Each year we hold space for those who were so badly affected by Herbert Green’s unethical medical experiment.

Carl Elliott knew of our pilgrimage to the old National Women’s Hospital at Greenlane every year. He told me in an email discussing his New York Times essay (see the reprint in our Newsletter here), his book and talk on the 5th of August that one of our Committee members had sent him some photos and told him about our annual gathering and commemoration. He said:  

“I found it incredibly moving. I don’t know of anything like that happening anywhere else in the world.”

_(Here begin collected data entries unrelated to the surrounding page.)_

PR #5794, opened 2022-10-05
fix: Correct representation of 3-part measurement name

### LINKED ISSUE #5662: InfluxQL: 3-part measurement name must support regex
The existing implementation of `MeasurementNameExpression` is defined as:

```ebnf
measurement      ::= measurement_name |
                   ( policy_name "." measurement_name ) |
                   ( db_name "." policy_name? "." measurement_name )

db_name          ::= identifier
measurement_name ::= identifier
policy_name      ::= identifier
```
However, a 3-part measurement reference is defined by the following EBNF:

```ebnf
measurement      ::= measurement_name |
                   ( policy_name "." measurement_name ) |
                   ( db_name "." policy_name? "." measurement_name )

db_name          ::= identifier
measurement_name ::= identifier | regex_lit
policy_name      ::= identifier
```

This definition means that InfluxQL will accept and execute queries using the type for `measurement_name`, rather than
the type of operator.

More specifically, in the following example, InfluxQL[^2] executes an exact match for the `disk` measurement name, despite
the use of a regular expression equals operator `=~`[^1]

```text
> show measurements with measurement =~ db..disk
name: measurements
name
----
disk
```

[^1]: The expected result is an error that the `disk` token is not a regular expression
[^2]: Tested with InfluxDB OSS v1.8

Conversely, specifying despite the use of the `=` operator, because the `measurement_name` is a regular expression
reference, `/disk/`, InfluxQL returns all matching measurements, rather than an expected error:

```text
> show measurements with measurement = db../disk/
name: measurements
name
----
disk
diskio
```

stuartcarnie:
Closes #5662

This PR teaches the InfluxQL parser how to correctly represent a 3-part measurement name.


influxdb_influxql_parser/src/common.rs
```diff
@@ -290,35 +300,107 @@ mod tests {
...
+                name,
+            }
+        }
+    }
+
     #[test]
-    fn test_measurement_name_expression() {
-        let (_, got) = measurement_name_expression("diskio").unwrap();
+    fn test_qualified_measurement_name() {
+        use MeasurementName::*;
```
crepererum, line 345: TIL that this is possible :)

crepererum (approved):

PR #5796, opened 2022-10-05
feat: AST traversal using Visitor pattern

### LINKED ISSUE #5783: InfluxQL: AST should support traversal
We would like to implement transformations of the InfluxQL AST, such as to a DataFusion logical plan. A well understood approach is to utilise the [Visitor Pattern](https://en.wikipedia.org/wiki/Visitor_pattern).

Existing Rust implementations for inspiration include:

* https://doc.rust-lang.org/stable/nightly-rustc/src/rustc_ast/visit.rs.html#102-111
* https://github.com/apache/arrow-datafusion/blob/master/datafusion/expr/src/expr_visitor.rs

## [derive_visitor crate](https://docs.rs/derive-visitor/latest/derive_visitor/)

@alamb introduced me to this crate via [a PR](https://github.com/sqlparser-rs/sqlparser-rs/pull/601). I pushed #5790 to demonstrate its use.

The benefits of the `derive_visitor` crate become evident when implementing visitors. For example,

https://github.com/influxdata/influxdb_iox/blob/293bfb0aa663c0f92fe41f6e966afe15588c87ca/influxdb_influxql_parser/src/delete.rs#L109-L117

demonstrates mutating the existing AST to convert the names in the `FROM` clause to uppercase.

This second example shows implementing a visitor with explicit enter / exit handlers for specific AST nodes:

https://github.com/influxdata/influxdb_iox/blob/293bfb0aa663c0f92fe41f6e966afe15588c87ca/influxdb_influxql_parser/src/delete.rs#L119-L149

stuartcarnie:
Closes #5783 

## AST / Visitor support

This PR adds a `visit` module to the `influxdb_influxql_parser` crate, to provide new API for walking parsed InfluxQL statements in a depth-first manner. This API has been modelled after the `expr_visitor` module in DataFusion:

https://github.com/apache/arrow-datafusion/blob/409ab1443ba1060d6d07998d77a9397e30b87f4d/datafusion/expr/src/expr_visitor.rs#L23-L53

Clients implement the `Visitor` trait and then override select `pre_visit` and `post_visit` functions based on the nodes to be interrogated. The `pre_visit` hook returns a `Recursion` value:

https://github.com/influxdata/influxdb_iox/blob/c84ac77467da0d6f0937919180109d05464e4e62/influxdb_influxql_parser/src/visit.rs#L28-L35

which provides two enumerations to allow the `Visitor` to stop or continue traversal deeper into the tree.

For example, a client may wish to inspect the `WHERE` clause and print it out:

https://github.com/influxdata/influxdb_iox/blob/63abe65990a46286ac5bbaa4de587470a17b5260/influxdb_influxql_parser/src/visit.rs#L5-L23

## Public API

Access modifiers were updated, `pub` vs `pub(crate)`, to permit exporting the desired types external to the crate. As a result, a significant amount of additional documentation was added.

## insta snapshot tests

The `insta` crate was added to utilise snapshot tests to validate all `pre` and `post` functions of the `Visitor` trait are called and in the correct order.


influxdb_influxql_parser/src/common.rs
```diff
@@ -122,49 +127,95 @@ pub fn qualified_measurement_name(i: &str) -> ParseResult<&str, QualifiedMeasure
...
 
+/// Represents the `WHERE` clause of a statement.
+#[derive(Debug, Clone, PartialEq)]
+pub struct WhereClause(pub ConditionalExpression);
+
+impl Display for WhereClause {
+    fn fmt(&self, f: &mut Formatter<'_>) -> std::fmt::Result {
+        write!(f, "WHERE {}", self.0)
+    }
+}
```
domodwyer, line 185: I think providing context-specific wrapping types is a fantastically valuable addition beyond being able to impl `Display` - being able to punt checking functions are being given the correct `ConditionalExpression` to the compiler is a fantastic maintenance & code readability improvement :heart:

(TL;DR:)

```rust
fn do_stuff_with_where(x: ConditionalExpression)
```

vs.

```rust
fn do_stuff_with_where(x: WhereClause)
```

influxdb_influxql_parser/src/common.rs
```diff
@@ -408,15 +448,15 @@ mod tests {
     #[test]
     fn test_limit_clause() {
         let (_, got) = limit_clause("LIMIT 587").unwrap();
-        assert_eq!(got, 587);
+        assert_eq!(got.0, 587);
```
domodwyer, line 451: You could also implement [`Deref`] on the type wrappers, which lets the wrapper be coerced into the inner type by the compiler and hides the indexing / lets you make it not-pub. It's a common pattern for these wrappers - here's an example for our `DatabaseName` type wrapper that adds context type-safety to the bare `String` identifier of a database name:

https://github.com/influxdata/influxdb_iox/blob/b5973b557515e77839ee5462a69416c372d6e42a/data_types/src/lib.rs#L1605-L1611

It's important to note that the wrapper is dereferenced to a reference of the inner value (that is, `&self.0`) though. I knocked this up to play with: https://play.rust-lang.org/?version=stable&mode=debug&edition=2021&gist=a987f8a2557650acd3f04613a9f765b4

[`Deref`]:https://doc.rust-lang.org/std/ops/trait.Deref.html

influxdb_influxql_parser/src/common.rs
```diff
@@ -122,49 +127,95 @@ pub fn qualified_measurement_name(i: &str) -> ParseResult<&str, QualifiedMeasure
...
+
+impl Display for LimitClause {
+    fn fmt(&self, f: &mut Formatter<'_>) -> std::fmt::Result {
+        write!(f, "LIMIT {}", self.0)
+    }
+}
+
 /// Parse a `LIMIT <n>` clause.
-pub fn limit_clause(i: &str) -> ParseResult<&str, u64> {
+pub(crate) fn limit_clause(i: &str) -> ParseResult<&str, LimitClause> {
```
domodwyer, line 141: I've recently gone on a "don't export everything" crusade in the ingester, so lots of :heart: for this!

domodwyer (approved):
Looks good! Love the snapshot tests 👍

NGA-TRAN (approved):
What a PR! Very nice, Stuart.

influxdb_influxql_parser/src/common.rs
stuartcarnie: Thanks Dom – totally agree!

influxdb_influxql_parser/src/common.rs
stuartcarnie: Awesome advice! I'm going to do this before merging – thank you.

influxdb_influxql_parser/src/common.rs
stuartcarnie: I'm hugely in favour of being explicit also – hopefully makes it clearer for others (and my future self 😆)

I would like to think that medical research abuses such as those Carl Elliott covers in his book are well in the past and could not happen today. However, the horrific events at the Karolinska Institute occurred quite recently, between 2011 and 2016. We must stay vigilant; we must not be complacent, thinking that it would be impossible for such shocking abuses of patients to happen again, even in Aoteroa New Zealand. While patient rights have improved since the Cartright Inquiry, there are still grey areas regarding the involvement of patients in medical research, especially patients that are unconscious or incapacitated, and this very issue is included in the current Health and Disability Commissioner review of the Act and Code of Health and Disability Services Consumers’ Rights. Since the Helsinki Declaration in 1964, which is a statement of ethical principles for medical research involving human subjects, the participation of human beings in medical research without their knowledge or consent has been prohibited. Yet, formalised, ratified prohibition at an international level has not prevented such abuses from happening here and overseas.

We must remain vigilant.

 

“Let not anyone pacify his conscience by the delusion that he can do no harm if he takes no part, and forms no opinion. Bad men need nothing more to compass their ends, than that good men should look on and do nothing.”

— John Stuart Mill, 1867

[1]     Bhoopatkar H, et al., 2022: Adherence to a national consensus statement on informed consent: medical students’ experience of obtaining informed consent from patients for sensitive examinations, New Zealand Medical Journal, 2022 May 20; 135(1555).